» **Exercise**:
Reproduce the entries so that every line matches the original exactly.
§ §
PR #22, opened 2022-02-17
Feature detect win

atilbian:
- [x] Add tests
- [x] Check for a winner at each turn and display it
- [x] Allow to go back to home page when game is finished
- [x] Wait for https://github.com/marmelab/Hex/pull/21 to be merged
Related to : https://trello.com/c/WiDF7hGp/47-05-as-norbert-given-someone-wins-i-want-the-game-to-show-it

## Demo
demo-detect-win


src/app.controller.ts
```diff
@@ -15,16 +15,12 @@ export class AppController {
   getBoardStateFromFile(
     @Query('x') x?: number,
     @Query('y') y?: number,
-  ): { gameState: GameState } {
+  ): { gameState: GameState; winner: StoneColor } {
```
slax57: why don't you add this attribute inside the GameState interface? imo it's part of the state of the game to know whether the game is won or not

src/app.controller.ts
```diff
@@ -15,16 +15,12 @@ export class AppController {
...
-      ? {
-          gameState: this.appService.updateGameState(gameState, {
-            x,
-            y,
-          }),
-        }
-      : { gameState };
+    const nextGameState =
+      x && y ? this.appService.updateGameState(gameState, { x, y }) : gameState;
+    const hasAWinner = getWinner(nextGameState);
```
slax57: In the same way, I feel like the win detection could be part of the `updateGameState()` function (inside a sub-function, of course)

src/app.controller.ts
atilbian: Ok good idea! I just choose the faster solution to implement. Because updating the game state interface will probably have an impact on the cli program too, so more stuff to work on. But let's try it !

atilbian: It's done(tell me if it's ok for you), and i also made some refactoring to use this new prop when possible.

slax57 (approved):

src/app.controller.ts
slax57: that's great, well done! 🙂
§ §
» **Problem solution**:
PR #22, opened 2022-02-17
Feature detect win

atilbian:
- [x] Add tests
- [x] Check for a winner at each turn and display it
- [x] Allow to go back to home page when game is finished
- [x] Wait for https://github.com/marmelab/Hex/pull/21 to be merged
Related to : https://trello.com/c/WiDF7hGp/47-05-as-norbert-given-someone-wins-i-want-the-game-to-show-it

## Demo
demo-detect-win


src/app.controller.ts
```diff
@@ -15,16 +15,12 @@ export class AppController {
   getBoardStateFromFile(
     @Query('x') x?: number,
     @Query('y') y?: number,
-  ): { gameState: GameState } {
+  ): { gameState: GameState; winner: StoneColor } {
```
slax57: why don't you add this attribute inside the GameState interface? imo it's part of the state of the game to know whether the game is won or not

src/app.controller.ts
```diff
@@ -15,16 +15,12 @@ export class AppController {
...
-      ? {
-          gameState: this.appService.updateGameState(gameState, {
-            x,
-            y,
-          }),
-        }
-      : { gameState };
+    const nextGameState =
+      x && y ? this.appService.updateGameState(gameState, { x, y }) : gameState;
+    const hasAWinner = getWinner(nextGameState);
```
slax57: In the same way, I feel like the win detection could be part of the `updateGameState()` function (inside a sub-function, of course)

src/app.controller.ts
atilbian: Ok good idea! I just choose the faster solution to implement. Because updating the game state interface will probably have an impact on the cli program too, so more stuff to work on. But let's try it !

atilbian: It's done(tell me if it's ok for you), and i also made some refactoring to use this new prop when possible.

slax57 (approved):

src/app.controller.ts
slax57: that's great, well done! 🙂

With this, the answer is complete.